(Stored entries)
-------

PR #146, opened 2019-02-25
Image Previews

kenjinp:
# image preview support in lists

- Adds a component to demonstrate `NexusFile` class

screenshot 2019-02-25 at 16 25 16

## Caveat 
I'm thinking we'll need to move the PaginatedList Resource responses, for example from the ElasticSearchView response, to create the proper classes instead of just Resource, so we can better use typing and instances to switch between specialised components / views.

### DIFF
--- a/src/shared/components/Resources/ResourceItem.tsx
+++ b/src/shared/components/Resources/ResourceItem.tsx
@@ -5,7 +5,7 @@ import TypesIcon from '../Types/TypesIcon';
 import './Resources.less';
 import ResourceMetadataCard from './MetadataCard';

-------

Work required
Write out every line from the data above that includes "components".

Solution to this task
I'm thinking we'll need to move the PaginatedList Resource responses, for example from the ElasticSearchView response, to create the proper classes instead of just Resource, so we can better use typing and instances to switch between specialised components / views.
--- a/src/shared/components/Resources/ResourceItem.tsx
+++ b/src/shared/components/Resources/ResourceItem.tsx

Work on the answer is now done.